ML Manson1, J Säfholm1, M Al-Ameri2, P Bergman2, SE Dahlén1, M Adner1. 1Karolinska Institutet, Institute of Environmental Medicine, Experimental Asthma and Allergy Research, Stockholm, Sweden, 2Karolinska University Hospital, Department of Cardiothoracic Surgery and Anesthesiology, Stockholm, Sweden

Introduction: Taste-sensing type 2 receptors (TAS2Rs) are G-protein coupled receptors that recognize a wide range of bitter-tasting compounds with a relatively low affinity and specifity. TAS2Rs are suggested to have extraoral functions. Airway smooth muscle, which expresses TAS2Rs, can be relaxed by TAS2R agonists. Previous studies in guinea pig aorta demonstrated that TAS2R agonists also induce vasodilation1. The aim of this study was firstly to translate earlier findings to human vascular smooth muscle, and secondly to evaluate the proposal that L-type Ca2+ channels mediate TAS2R agonist-induced relaxations.

Methods: Macroscopically healthy human lung tissues were obtained from sixteen consenting patients (8 male, 8 female, mean age: 62.7±3.7 years) undergoing lobectomy. Pulmonary arteries (diameter of 1-2 mm) were dissected out based on their location and visual appearance and either stored in RNAlater® for expression studies or in Krebs-Henseleit buffer overnight at 4ºC for functional experiments. Real-time PCR was performed using commercially available TaqMan® primers. Human pulmonary arterial rings were mounted in organ baths containing Krebs-Henseleit buffer (37ºC) which was continuously bubbled with carbongas (5% CO2 in O2). Isometric smooth muscle force was detected using a force-displacement transducer. Rings were stretched during a one-hour equilibration phase. Viability of the segments was evaluated by two consecutive administrations of 60 mM potassium chloride, followed by evaluation of the endothelium function through administrations of acetylcholine (0.1-10µM) on phenylephrine induced contractions. Relaxations to the TAS2R agonists; chloroquine (TAS2R3), denatonium (TAS2R10, TAS2R39, TAS2R46 and TAS2R47), dextromethorphan (TAS2R1 and TAS2R10) and noscapine (TAS2R14) were assessed by cumulative administration (1-300μM) in human pulmonary arteries after pre-contractions with either 10μM phenylephrine or 30nM U-46619 in the presence of indomethacin.

Guinea pig denuded aorta rings were set-up according to described methodologies1 and pre-contracted with 10 μM phenylephrine. The L-type channel blocker nifedipine (1-10μM) was administrated on top of pre-contractions before the administration of chloroquine, denatonium, dextromethorphan or noscapine.
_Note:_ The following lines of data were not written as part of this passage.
PR #94, opened 2016-03-09
Implement POST "/oid/iid" as UPDATE instance

boaks:
Implement POST "/oid/iid" as UPDATE instance according
OMA-DM-LightweightM2M-2015-0054R02-CR_Commands_Definition_Conflicts.

### DIFF
--- a/leshan-client-cf/src/main/java/org/eclipse/leshan/client/californium/impl/ObjectResource.java
+++ b/leshan-client-cf/src/main/java/org/eclipse/leshan/client/californium/impl/ObjectResource.java
@@ -14,6 +14,8 @@
  *     Sierra Wireless - initial API and implementation
  *     Achim Kraus (Bosch Software Innovations GmbH) - use ObserveRelationFilter
  *     Achim Kraus (Bosch Software Innovations GmbH) - use ServerIdentity
+ *     Achim Kraus (Bosch Software Innovations GmbH) - implement POST "/oid/iid" 
+ *                                                     as UPDATE instance
  *******************************************************************************/
 package org.eclipse.leshan.client.californium.impl;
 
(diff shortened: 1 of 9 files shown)


sbernard31:
Sounds good. 
We could also add some tests in `leshan-integration-tests`.
if we want to handle this correctly we should also add the code which manage `UPDATE` and `REPLACE` in [`ObjectEnabler`](https://github.com/eclipse/leshan/blob/master/leshan-client-core/src/main/java/org/eclipse/leshan/client/resource/ObjectEnabler.java#L145)

boaks:
OK, I will add test (and remove whitespace :-) .

boaks:
An other alternative for removing not longer contained resources in REPLACE may be the introduction of a "onInitialize" method in `BaseObjectEnabler`.

sbernard31:
Tests is ok for me.

About `REPLACE`/`UPDATE`, I should have chosen the `DELETE`/`CREATE`.
I mean intuitively, It seems that `REPLACE` means delete the instance and replace it by this new one. (so this seems to be a creation)
With your solution we keep the previous instance.

The spec is really don't clear about this:
*" - Replace: replaces the Object Instance or the Resource(s) with the new value provided in the “Write” operation."*

But maybe you're right, your solution avoid some troubles:
- e.g. On `Server` Object a `delete`/`create` means that we will lost the shortID
- e.g. With mandatory single instance a `delete`/`create` will be problematic as a delete is forbidden (For this one we can choose to use the SYSTEM identity ...)

**If someone else has an idea about that ?**

In all case, if we chose your solution, I prefer we avoid the `write(null)` stuff and use the `DeleteRequest` on the resource.

boaks:
I have to confess, that currently my "Objects Instances" are more "wired" and it would be very hard to change that right now to `delete` / `create` (I know, this means also no bootstrap :-) ).

I will go for a `Delete` on a resource

boaks:
(Forget this ...

Why? Delete ("/o/i/r") works, may be a more radical then expected :-).

boaks:
Using DELETE on resource level only for the SYSTEM and not for DM SERVER makes a dependecy to the PR #95.
It would be cleaner to use the newly introduce ExtendedIdentity.

boaks:
After reanalysing, I choose the name `reset()` for cleanup the none mandatory writable resources in case of write / UPDATE.

For a more "far solution" I started thinking about something with
- `startWrite(update/replace)`
- `finishWrite(success/rollback)`
- `onDelete()`
on `InstanceEnabler` base.
This introduce the possibility to support 
- "atomic instance writes" (with rollback)
- collect changes for multi resources changes caused by instance writes
- may protect reads for changing instances.
- release resource, when the instance is deleted.

The issue for such a "far solution" would be, that it should have a defined
"Threading Model" (see Californium `Resource.getExecutor()` ). Otherwise
I would guess, that it may get to complicated.

sbernard31:
Integrated in master (commit 37fb24f499269fcff4a7744407f5e7d4d343fd97)
Thx again @boaks.

boaks:
WARNING:
The REPLACE is not proper working for Bootstrap!
It doesn't write the server ID in the server instance ...
I'm going to fix this.

jvermillard:
:scream:

boaks:
Yes, but usually a BS will first delete all security and server object instances.
So the REPLACE is a rare case for BS.

PR #95, opened 2016-03-09
Protect security object from invalid access.

boaks:
Protect security object from access of DM server.
Protection is implemented in CoAP method mapping to allow the internal use of read/write operations as in ServersInfoExtractor.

Data are presented as percentage decrease of pre-contractions (Mean±SEM) with 4-6 observations for each sub- study. Statistical analysis was performed using One-Way ANOVA.

Results: Human pulmonary arteries expressed mRNA for TAS2R3, TAS2R10 and TAS2R14 with similar levels as the α1A adrenoceptor, but 3.5-9 folds lower expression than the endogenous control hypoxanthine-guanine phosphoribosyltransferase1 (in 6 patients). After pre-contractions with phenylephrine, chloroquine (64.0±10.6%), dextromethorphan (62.1±17.0%) and noscapine (82.7±11.0%) induced concentration-dependent relaxations of human pulmonary arteries (pEC50 mean-range: 4.3-5.0), whereas denatonium only had a transient effect with smaller efficacy (38.0±7.3% at 100μM). Chloroquine (41.3±10.9%) and noscapine (76.2±9.5%), also relaxed U-46619 mediated contractions, whereas relaxations to dextromethorphan (15.9±2.2%) were negligible in U-46619 pre-contracted preparations. When tested in phenylephrine pre-contracted guinea pig aortic rings, all TAS2R agonists were able to induce complete vasodilation in the presence of the L-type Ca2+ channel blocker nifedipine, which by itself induced small relaxations (19.2±2.7%).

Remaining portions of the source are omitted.